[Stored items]
PR #2643, opened 2018-10-16
GSdx-gui: Change internal resolution drop down list names

lightningterror:
Suggested by @MrCK1 

This should make things a bit easier for users when picking resolutions.

image

### DIFF
--- a/plugins/GSdx/GSdx.cpp
+++ b/plugins/GSdx/GSdx.cpp
@@ -237,15 +237,15 @@ void GSdxApp::Init()
 	m_gs_aspectratio.push_back(GSSetting(1, "4:3", ""));
 	m_gs_aspectratio.push_back(GSSetting(2, "16:9", ""));
 
-	m_gs_upscale_multiplier.push_back(GSSetting(1, "Native", ""));
-	m_gs_upscale_multiplier.push_back(GSSetting(2, "2x Native", ""));
-	m_gs_upscale_multiplier.push_back(GSSetting(3, "3x Native", ""));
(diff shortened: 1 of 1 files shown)


lightningterror:
> I think there was once a discussion that this is not entirely correct. Especially regarding p/i this map looks dangerous.

It should be ok because we are telling users what kind of results they can expect when upscaling. We don't need to bother them with the details how upscaling works regarding p/i.

ssakash:
It's technically wrong though, the native resolution differs per game. Some games can have a much more different internal resolution which makes the scaled values you gave to be not true when it's being used.

But I guess user understanding is more preferred here over technicality,  so don't know which one is better.

bositman:
True but I bet the average user doesn't care if it's 200 pixels or so off, this gives them a general idea and IMO is even better than not having anything at all. We've seen many cases of people just maxing it out without realizing they are using something close to 5K and thus should expect huge slowdowns

lightningterror:
Yes i know but overall it should be close most of the time. We don't need the exact value just something to give an idea what each option does.

lightningterror:
Merging this since it's a good idea/improvement.

bositman:
Why was there any warning before that those games actually scaled x2 to what you set? It's the same thing, with the added benefit that for -most- of the games, the approximate is giving you a pretty good idea of what you're gonna expect.

willkuer:
I am not even sure but I guess snowblind is around 720i30 already at native? I did not extensively follow the fixing discussion on the half screen issue...

No objections from my point. I think it’s good that people will use 3x native more often that before this commit.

[Aim of the task] Write out a verbatim copy of the data, beginning with its first line and ending with the line that contains "-237,15 +237,15 @@ void GSdxApp::Init()".

[Answer for the task]
PR #2643, opened 2018-10-16
GSdx-gui: Change internal resolution drop down list names

lightningterror:
Suggested by @MrCK1 

This should make things a bit easier for users when picking resolutions.

image

### DIFF
--- a/plugins/GSdx/GSdx.cpp
+++ b/plugins/GSdx/GSdx.cpp
@@ -237,15 +237,15 @@ void GSdxApp::Init()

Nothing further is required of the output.